→ **Assignment**: Look through the data below for the line with "(int): number of regions to zero out" and the line with "Maximum height of the hole.", then output those two and all lines in between, exactly as written.

→ **Source records**:
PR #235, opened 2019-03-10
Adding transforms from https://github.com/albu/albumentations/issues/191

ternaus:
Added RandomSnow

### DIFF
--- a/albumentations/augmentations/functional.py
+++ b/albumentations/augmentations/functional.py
--
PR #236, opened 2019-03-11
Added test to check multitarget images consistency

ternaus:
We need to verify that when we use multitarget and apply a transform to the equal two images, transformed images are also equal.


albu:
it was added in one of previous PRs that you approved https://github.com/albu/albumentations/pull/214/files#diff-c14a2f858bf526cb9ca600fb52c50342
...
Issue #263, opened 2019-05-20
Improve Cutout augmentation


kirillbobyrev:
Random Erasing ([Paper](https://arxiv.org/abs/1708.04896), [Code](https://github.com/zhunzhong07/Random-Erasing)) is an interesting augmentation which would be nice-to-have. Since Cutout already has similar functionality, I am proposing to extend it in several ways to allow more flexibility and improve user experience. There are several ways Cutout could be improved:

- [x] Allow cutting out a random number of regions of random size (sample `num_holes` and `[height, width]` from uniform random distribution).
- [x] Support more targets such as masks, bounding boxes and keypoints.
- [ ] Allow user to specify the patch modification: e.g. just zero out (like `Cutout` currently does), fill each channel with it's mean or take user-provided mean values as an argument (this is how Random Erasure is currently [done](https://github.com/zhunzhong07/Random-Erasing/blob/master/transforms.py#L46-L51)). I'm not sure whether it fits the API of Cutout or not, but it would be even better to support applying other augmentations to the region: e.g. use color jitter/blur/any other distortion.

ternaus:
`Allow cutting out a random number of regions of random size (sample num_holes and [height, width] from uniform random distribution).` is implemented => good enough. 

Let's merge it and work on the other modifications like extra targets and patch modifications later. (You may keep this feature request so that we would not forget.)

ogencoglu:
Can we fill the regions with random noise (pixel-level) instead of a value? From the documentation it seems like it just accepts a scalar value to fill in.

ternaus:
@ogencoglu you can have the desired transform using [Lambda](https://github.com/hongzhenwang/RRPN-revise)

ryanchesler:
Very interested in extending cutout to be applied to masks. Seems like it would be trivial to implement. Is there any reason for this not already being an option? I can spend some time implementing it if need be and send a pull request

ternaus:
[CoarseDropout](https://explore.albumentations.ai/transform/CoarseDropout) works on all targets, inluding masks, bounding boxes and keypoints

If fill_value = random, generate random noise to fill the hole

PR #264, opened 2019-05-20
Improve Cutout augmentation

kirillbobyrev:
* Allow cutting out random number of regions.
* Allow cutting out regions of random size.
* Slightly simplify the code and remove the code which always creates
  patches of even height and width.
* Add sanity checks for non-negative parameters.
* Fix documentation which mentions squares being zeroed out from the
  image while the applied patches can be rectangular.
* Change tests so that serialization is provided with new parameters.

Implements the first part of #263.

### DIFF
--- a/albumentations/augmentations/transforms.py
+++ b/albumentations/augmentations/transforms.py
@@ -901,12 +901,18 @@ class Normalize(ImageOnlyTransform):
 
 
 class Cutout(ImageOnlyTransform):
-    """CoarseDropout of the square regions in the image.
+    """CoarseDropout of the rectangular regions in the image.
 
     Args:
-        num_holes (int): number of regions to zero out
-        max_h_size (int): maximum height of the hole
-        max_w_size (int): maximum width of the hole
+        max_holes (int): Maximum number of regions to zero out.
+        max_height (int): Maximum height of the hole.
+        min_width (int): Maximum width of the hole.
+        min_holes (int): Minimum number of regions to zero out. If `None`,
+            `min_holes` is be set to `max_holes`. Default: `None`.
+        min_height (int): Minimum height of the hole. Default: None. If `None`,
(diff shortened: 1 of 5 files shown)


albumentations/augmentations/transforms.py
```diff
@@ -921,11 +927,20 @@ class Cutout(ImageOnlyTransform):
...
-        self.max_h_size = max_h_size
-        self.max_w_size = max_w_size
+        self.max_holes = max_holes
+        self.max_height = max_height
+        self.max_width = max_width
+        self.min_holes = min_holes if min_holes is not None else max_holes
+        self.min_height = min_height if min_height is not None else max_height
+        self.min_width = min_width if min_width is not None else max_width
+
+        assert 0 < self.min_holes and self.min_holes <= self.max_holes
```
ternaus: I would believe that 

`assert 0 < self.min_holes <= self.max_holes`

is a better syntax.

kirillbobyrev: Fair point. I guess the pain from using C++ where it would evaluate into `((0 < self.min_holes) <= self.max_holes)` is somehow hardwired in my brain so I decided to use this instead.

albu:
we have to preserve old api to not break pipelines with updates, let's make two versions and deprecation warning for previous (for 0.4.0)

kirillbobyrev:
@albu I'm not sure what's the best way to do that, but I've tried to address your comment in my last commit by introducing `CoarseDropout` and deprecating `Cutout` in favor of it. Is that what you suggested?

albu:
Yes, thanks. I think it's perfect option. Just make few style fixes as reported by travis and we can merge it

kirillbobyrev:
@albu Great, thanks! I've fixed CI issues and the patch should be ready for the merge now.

→ **Exercise solution**:
-        num_holes (int): number of regions to zero out
-        max_h_size (int): maximum height of the hole
-        max_w_size (int): maximum width of the hole
+        max_holes (int): Maximum number of regions to zero out.
+        max_height (int): Maximum height of the hole.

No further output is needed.